"The Outs": Das Leben schwuler Twentysomethings in Brooklyn

Die Ex-Freunde Jack (Hunter Canning, links) und Mitchell (Adam Goldman) stehen im Mittelpunkt von "The Outs". Foto: Promo
Webserien "HerStory" und "The Outs" So gut können queere Serien sein

Zugegeben, „The Outs“ ist anders als „HerStory“ nicht ganz neu. Schon 2012 wurde die Serie auf dem Videoportal Vimeo gezeigt - es ist die erste erfolgreiche, crowdfinanzierte queere Webserie überhaupt. Ein Wieder- oder Neusehen lohnt sich dennoch: Nicht nur, weil „The Outs“ noch immer wirkt wie direkt aus dem Leben junger schwuler Großstädter gegriffen. Sondern auch, weil für dieses Frühjahr endlich die zweite Staffel angekündigt ist.

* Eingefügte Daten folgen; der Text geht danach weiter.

PR #674, opened 2021-01-13
Discussion PR - Integration tests for entity group transactions

edwin-huber:
As discussed, we have separated out the initial integration tests for entity group transactions / batch into a separate PR to allow some parallel work.

Suggestion is that the tests are written against the service, and then refactored to Azurite.

Serialization and De-Serialization of batch requests are covered by unit tests and will be submitted with the PR for table batch.

### DIFF
--- a/tests/table/apis/table.entity.test.ts
+++ b/tests/table/apis/table.entity.test.ts
@@ -16,6 +16,17 @@ import {
 // Set true to enable debug log
 configLogger(false);
 
+// Create Entity for tests
+function createBasicEntityForTest() {
+  return {
+    PartitionKey: eg.String("part1"),
+    RowKey: eg.String(getUniqueName("row")),
+    myValue: eg.String("value1")
+  };
+}
+
+const eg = Azure.TableUtilities.entityGenerator;
+
 describe("table Entity APIs test", () => {
   // TODO: Create a server factory as tests utils
   const protocol = "http";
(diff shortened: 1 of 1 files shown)


tests/table/apis/table.entity.test.ts
```diff
@@ -436,4 +447,130 @@ describe("table Entity APIs test", () => {
       }
     );
   });
+
+  it.only("Simple batch test: Inserts multiple entities as a batch, @loki", (done) => {
+    requestOverride.headers = {
+      Prefer: "return-content",
+      accept: "application/json;odata=fullmetadata"
+    };
+    const batchEntity1 = createBasicEntityForTest();
```
XiaoningLiu, line 456: Table requires unique combinations of "PartitionKey" and "RowKey" for different entities.

XiaoningLiu (approved):
One comment added.

We can merge this to unblock others keeping contributing to Batch test cases.

Seems pipeline failed with the change, can we make pipeline green?

edwin-huber:
Hi,  
I submitted this as a PR for discussion, as the point of the integration tests is that they will fail until we get the implementation right...  
I see I forgot the "only" designation on the insert test, but all tests for batch will fail.  
I'm happy to collaborate with whomever is writing the tests, but we would need to invalidate the tests if we want the builds to complete, which removes the point of committing the tests until batch is ready.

„The Outs“ porträtiert drei Twentysomethings in Brooklyn: Mitchell (gespielt vom Regisseur und Drehbuchschreiber Adam Goldman), seine beste Freundin Oona (Sasha Winters) und seinen Ex-Freund Jack (Hunter Canning). Mitchell und Jack sind nicht im Guten auseinander gegangen, um es vorsichtig auszudrücken; dass Mitchell Jack im Bett mit Oonas damaligen Freund erwischte, der sich bei der Gelegenheit als sexuell recht flexibel erwies, hat die Sache nicht besser gemacht.

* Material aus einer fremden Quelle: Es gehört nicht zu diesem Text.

Issue #303, opened 2019-12-16
StageBlock/UploadPages: not check the content aligned with "Content-MD5" header


blueww:
### Which service(blob, file, queue, table) does this issue concern?
blob
### Which version of the Azurite was used?
3.3.0-preview
### Where do you get Azurite? (npm, DockerHub, NuGet, Visual Studio Code Extension)
VS code
### What's the Node.js version?
v10.15.3
### What problem was encountered?
StageBlock/UploadPages: not check the content aligned with "Content-MD5" header
So the request will success, even input a wrong  "Content-MD5" header
### Steps to reproduce the issue?
StageBlock/UploadPages with a wrong a wrong  "Content-MD5" header
### Have you found a mitigation/solution?
No

Rest doc:

> Content-MD5 | Optional. An MD5 hash of the page content. This hash is used to verify the integrity of the page during transport. When this header is specified, the storage service compares the hash of the content that has arrived with this header value.

Test case info:

> Test Name:	ExtendedErrorInfoVerifyXmlWithAdditionalDetails
> Test FullName:	Microsoft.Azure.Storage.StorageExceptionTests.ExtendedErrorInfoVerifyXmlWithAdditionalDetails
> Test Source:	C:\code\azure-storage-net\Test\ClassLibraryCommon\StorageExceptionTests.cs : line 137
> Test Outcome:	Failed
> Test Duration:	0:00:01.6398374
> 
> Result StackTrace:	
> at Microsoft.Azure.Storage.TestHelper.ExpectedException[T](Action operation, String operationDescription, String expectedMessage) in C:\code\azure-storage-net\Test\Common\TestHelper.Common.cs:line 85
>    at Microsoft.Azure.Storage.StorageExceptionTests.ExtendedErrorInfoVerifyXmlWithAdditionalDetails() in C:\code\azure-storage-net\Test\ClassLibraryCommon\StorageExceptionTests.cs:line 164
> Result Message:	Assert.Fail failed. No exception received while expecting Microsoft.Azure.Storage.StorageException: Invalid MD5 should fail with mismatch

torbjornvatn:
I also experienced this @blueww when my tests relying on Azurite started failing.
I use the https://godoc.org/github.com/Azure/azure-storage-blob-go/azblob#UploadStreamToBlockBlob function from https://github.com/Azure/azure-storage-blob-go

blueww:
The check is still not implemented in Azurite. 
We will priority it with all other feature requirements.

[...]

PR #689, opened 2021-01-28
BlockBlob_StageBlock now checks Content-MD5 and errors if there is an MD5-mismatch

wayne-li2:
BlockBlob_StageBlock now checks Content-MD5 and errors if there is an MD5-mismatch.

This PR tackles issue #303 only for BlockBlob_StageBlock.


blueww (approved):

blueww:
@XiaoningLiu 
The PR is OK for me.
Do you have any comments?

XiaoningLiu:
It looks good to me and it should work. There is still some space we can do to improve the performance. The implementation now adds additional reading from disk to calculate the md5. Ideally we can do the md5 calculation during the first extentAppend operation on the air. We can reduce one additional disk read. This is an advanced ask, just to check if @wayne-li2 you want to check this? : )

wayne-li2:
@XiaoningLiu I could only spare a brief look today, and am afraid I can't commit to more time right now. Would it be possible to merge this + release a new Docker image? Happy to continue being a contributor in the future!

wayne-li2:
@blueww @XiaoningLiu Bump on this PR? Also, there seems to be a failing check, but looking at the output it is unrelated to any changes in this PR.

PR #691, opened 2021-01-29
Table Batch / Entity Group Transactions v1

edwin-huber:
Unit Tests and Integration Tests added.

ToDos:
```
src\table\batch\BatchSerialization.ts
```
 - Validate behvaiour for GET HTTP verb / Query op
 - Improve RegEx
```
src\table\batch\TableBatchManager.ts
```
 - Implement all APIs used by batch / entity group transactions
```
General
```
 - Validate behaviour matches service in failure cases.
 - Validate header behaviors and requirements
 - Include tests from @zzhxiaofeng 
 - Correct handling of Content ID as per OData specification.

### Development Guideline


edwin-huber:
Seems we have issues with node 8x and the new code... need to check this by installing an old version of node.

edwin-huber:
There is still quite a bit of refactoring coming to improve the serialization code.  
This is dependent on the completion of test coverage and query handling.  
We are still working on :
- ensuring unit tests for serialization are correctly checking all response types.
- covering all query types

package.json
```diff
@@ -67,6 +68,7 @@
     "mocha": "^5.2.0",
     "prettier": "^2.1.2",
     "prettier-tslint": "^0.4.2",
+    "to-readable-stream": "^2.1.0",
```
XiaoningLiu, line 71: Only need to add this dependency into "dependencies". Don't need in "devDependencies".

src/table/handlers/TableHandler.ts
```diff
@@ -245,6 +249,8 @@ export default class TableHandler extends BaseHandler implements ITableHandler {
   }
 
   // TODO: Create data structures to hold entity properties and support serialize, merge, deserialize, filter
+  // Note: Batch is using the partition key and row key args, handler receives these values from middleware via
+  // context
```
XiaoningLiu, line 253: minor: Change _partitionKey to partitionKey if we actually use it. Same with other variables.

src/table/batch/TableBatchOrchestrator.ts
```diff
@@ -0,0 +1,533 @@
...
+   * see Link below for details of response format
+   * tslint:disable-next-line: max-line-length
+   * https://docs.microsoft.com/en-us/rest/api/storageservices/performing-entity-group-transactions#json-versions-2013-08-15-and-later-2
+   *
+   * @private
+   * @return {*}  {string}
+   * @memberof TableBatchManager
+   */
+  private serializeResponses(): string {
+    let responseString: string = "";
```
XiaoningLiu, line 104: If batch suboperation includes query, then one and only one query suboperation is allowed in batch.
We can check if Logic App/Durable Function demo requires this. Should be not.

src/table/handlers/TableHandler.ts
edwin-huber: done, removed from all handler functions

src/table/batch/TableBatchOrchestrator.ts
edwin-huber: Adding as a work item

edwin-huber:
Discussed and approved with @XiaoningLiu

PR #98, opened 2016-11-09
Add array type checking for field2length method

### LINKED ISSUE #97: minLength/maxLength being added to all types
Marshmallow allows me to add validation against nested schema length, doing as the follows:

```python
class FooSchema(Schema):
    bars = fields.Nested('BarSchema', validate=Length(min=1), many=True)
```

It'll validate if the `bars` array contains at least 1 object, but using apispec to generate the spec for this schema, it'll output the follow:

```json
{
  "definitions": {
    "FooSchema": {
      "properties": {
        "bars": {
          "items": {
            "$ref": "#/definitions/BarSchema"
          },
          "minLength": 1,
          "type": "array"
        }
      }
    }
  }
}
```

Based on swagger specification http://json-schema.org/latest/json-schema-validation.html#anchor26 (5.6/5.7) the `minLength` and `maxLength` can only be used for string types, in other words these fields can't be used with arrays, so the [field2length](https://github.com/marshmallow-code/apispec/blob/dev/apispec/ext/marshmallow/swagger.py#L84) needs checking if the value is an array to properly add length validators.

YuriHeupa:
field2length now validates if the field is an array instance to properly add length validators

Fixes #97

### DIFF
--- a/apispec/ext/marshmallow/swagger.py
+++ b/apispec/ext/marshmallow/swagger.py
@@ -124,6 +124,8 @@ def field2length(field):
     :param Field field: A marshmallow field.
     :rtype: dict
     """
+    attributes = {}
+
     validators = [
         validator for validator in field.validators
         if (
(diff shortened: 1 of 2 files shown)


sloria:
Thanks!

Issue #84, opened 2016-07-19
dump_only attributes passed in Meta options are not marked as readOnly


sloria:
Reported by @lafrech in https://github.com/marshmallow-code/apispec/pull/81#issuecomment-233417809:

---

I noticed this only adds readOnly if the field was provided dump_only attribute directly. If the field appears in the dump_only list in Meta, readOnly is not added.

Is this known/intended?

More precisely, it "does not work" if spec.definition is passed a marshmallow.schema.SchemaMeta but it "works" if it is passed a Schema instance:

class GistSchema(ma.Schema):
    id = ma.fields.Int()
    content = ma.fields.Str()

```
class Meta:
    dump_only = ('content',)
```
# readOnly not added

spec.definition('Gist', schema=GistSchema)
# readOnly added

spec.definition('Gist', schema=GistSchema())
I just begun experimenting with apispec and I'm not sure passing an instance is the right thing to do. In the docs, a SchemaMeta is passed.

sloria:
The workaround for this is to pass a schema instance rather than a class:

```python
spec.definition('Gist', schema=GistSchema())
```

because the `dump_only` attribute gets set on the fields upon schema instantiation.

lafrech:
Yes.

I had a look at this issue when it was submitted and didn't find any obvious solution.

This workaroud works but it breaks [schema resolving in marshmallow extension](https://github.com/marshmallow-code/apispec/blob/dev/apispec/ext/marshmallow/__init__.py#L134). The mechanism relies on Schema classes being stored, not instances.

I would like to suggest the following change to `schema_definition_helper` in marshmallow extension, so that 

- the schema instance is used to create the json description (this workaround)
- the schema class is stored (needed for further reference resolving)

```python
def schema_definition_helper(spec, name, schema, **kwargs):
    """Definition helper that allows using a marshmallow
    :class:`Schema <marshmallow.Schema>` to provide OpenAPI
    metadata.

    :param type schema: A marshmallow Schema class or instance.
    """

    if isinstance(schema, type):
        schema_cls = schema
        schema_instance = schema()
    else:
        schema_cls = type(schema)
        schema_instance = schema

    # Store registered refs, keyed by Schema class
    plug = spec.plugins[NAME]
    if 'refs' not in plug:
        plug['refs'] = {}
    plug['refs'][schema_cls] = name
    return swagger.schema2jsonschema(schema_instance, spec=spec, name=name)
```

[...]

PR #101, opened 2016-12-01
Exclude fields that are both dump_only and load_only

lafrech:
In Marshmallow, a field can be both `dump_only` and `load_only`, which means don't serialize and don't deserialize (see [nice explanation here](https://github.com/marshmallow-code/marshmallow/issues/453#issuecomment-221673132)).

Shouldn't such a field be removed from the spec just like an "exclude" field ?

Here's a quick attempt.

Note that 

- It has not unit tests (just tested in my use case).

- It only deals with `dump_only` / `load_only` properties defined in the field, not in `Meta`.

The fix to the latter might also address https://github.com/marshmallow-code/apispec/issues/84.

I'd rather have feedback about this before going any further.

Also, I'm not sure I understand the rationale behind the `dump` parameter correctly. I wouldn't like to screw it up, so any enlightenment welcome.

Thanks.

### DIFF
--- a/apispec/ext/marshmallow/swagger.py
+++ b/apispec/ext/marshmallow/swagger.py
@@ -347,7 +347,7 @@ def fields2parameters(fields, schema=None, spec=None, use_refs=True, dump=True,
             for field_name, field_obj in iteritems(fields)
             if (
                 (field_name not in exclude_fields)
-                and not (field_obj.dump_only and not dump)
+                and not (field_obj.dump_only and (not dump or field_obj.load_only))
             )
     ]
 


sloria:
@lafrech Apologies for the delay in responding to this. I *think* the behavior you are proposing is correct. 

The `dump` parameter exists because there are different field attributes to inspect depending on whether a Schema is used for dumping or loading. For example, `Field.default` (used on dumping) vs. `Field.missing` (used on loading).

Once tests are added for this, I'd be glad to merge.

lafrech:
Reworked in https://github.com/marshmallow-code/apispec/pull/112.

Mitchell sucht jetzt erfolglos nach einer neuen romantischen Zweierbeziehung, unterstützt von Oona, die ihrerseits einen eher pragmatischen Zugang zu Männern und deren Neurosen hat. Jack dagegen ist direkt in eine „slutty phase“ übergegangen, wie Mitchell spitz anmerkt. Sprich: Jack nutzt jede Gelegenheit, die schwule Dating-Apps hergeben, aus, und in Brooklyn sind das viele Gelegenheiten. Die erste Folge beginnt denn auch mit einem anonymen Sexdate Jacks - eine Szene, die für eine kommerziellen Serie womöglich zu gewagt wäre und dafür umso adäquater Vorzüge und Merkwürdigkeiten eines Hook-Ups mit einem total Fremden gleichermaßen einfängt.

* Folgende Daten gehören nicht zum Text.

PR #103, opened 2016-12-16
Tornado getargspec with decorated handler method arguments.

### LINKED ISSUE #102: Tornado getargspec with decorated handler method arguments.
Current implementation uses deprecated inspect.getargspec() method to get argument names.

It causes issues having decorated handler methods and you get decorator arguments instead of method arguments which breaks swagger path generation.

matijabesednik:
Current implementation uses deprecated inspect.getargspec() method to get argument names. Fixes #102 

It causes issues having decorated handler methods and you get decorator arguments instead of method arguments which breaks swagger path generation.

### DIFF
--- a/apispec/ext/tornado.py
+++ b/apispec/ext/tornado.py
@@ -31,6 +31,7 @@ object to `add_path`.
 """
 from __future__ import absolute_import
 import inspect
+import sys
 from tornado.web import URLSpec
 
 from apispec import Path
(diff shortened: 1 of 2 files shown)


apispec/ext/tornado.py
```diff
@@ -80,7 +81,10 @@ def tornadopath2swagger(urlspec, method):
     :param method: Handler http method
     :type method: function
     """
-    args = inspect.getargspec(method).args[1:]
+    if sys.version_info >= (3, 3):
+        args = [i for i in inspect.signature(method).parameters.keys()][1:]
```
sloria: This can be simplified to 

```python
list(inspect.signature(method).parameters.keys())[1:]
```

sloria (changes requested):
Thanks for the PR! Just a minor change to make and this is good to merge. Would you mind also adding yourself to AUTHORS.rst?

matijabesednik:
Requested changes done. :)

PR #106, opened 2017-01-17
Marshmallow ext.: use Schema instance to provide API metadata

lafrech:
Workaround for https://github.com/marshmallow-code/apispec/issues/84.


sloria:
Thanks!

PR #109, opened 2017-02-19
Translate allow_none property into x-nullable

lafrech:
This makes `allow_none` property in a field translate to `x-nullable` in the spec.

Schwule New Yorker auf der Suche

Das Schöne an „The Outs“ ist, dass das Datingverhalten Mitchells, Jacks und Oonas zwar als Grundrauschen ständig mitschwingt, daran aber grundsätzliche Fragen verhandelt werden. Kann aus einer Beziehung doch so etwas wie Freundschaft werden, wenn das Vertrauen zueinander zerstört, Vertrautheit aber noch da ist? Welche Beziehungen kann man als Großstädter, dem via Grindr, Gayromeo oder Tinder unzählige potenzielle PartnerInnen quasi wie im Supermarkt angeboten werden, überhaupt führen? Wie wirkt sich unser Privatleben auf den Beruf aus und umgekehrt?

„The Outs“ ist da oft witzig, manchmal melancholisch, nie moralisch und auf jeden Fall sehr ehrlich. Und ähnlich wie „HerStory“ sehr professionell produziert - obwohl das Budget insgesamt sogar nur 25 000 Dollar betrug. Richtig ärgerlich ist auch hier nur, dass nach sieben Folgen – die unterschiedlich lang sind - bereits Schluss ist.

„The Outs“ entstand übrigens auch, weil Regisseur, Darsteller und Drehbuchautor Adam Goldman mit der Repräsentation schwuler Männer im US-Fernsehen unzufrieden war. Serien wie „Modern Family“ oder „The New Normal“ konzentrierten sich damals auf homosexuelle Paare, die dabei sind, ein Kind zu adoptieren - Figuren also, die sich dem heterosexuellen Familienmodell annähern und die so für das Mainstreampublikum vermeintlich leichter als Identifikationsfiguren taugen.

Die Fanbase von "The Outs" ist groß

So einfach macht es „The Outs“ dem nicht-queeren Zuschauer nicht— die Serie ist deutlich fokussierter aus einer schwulen Sicht erzählt, dürfte dem Lebensgefühl vieler Schwuler, zumal in den Metropolen, dafür aber auch viel mehr entsprechen. Die Fanbase von „The Outs“ jedenfalls war und ist bis heute groß. Der Schauspieler Alan Cumming (bekannt unter anderem aus The Good Wife, Spy Kids, Goldeneye) war so begeistert, dass er sich für ein Kurzauftritt in der letzten Folge anbot - ein herrlicher Auftritt, in dem er sich selbst als Sugardaddy spielt.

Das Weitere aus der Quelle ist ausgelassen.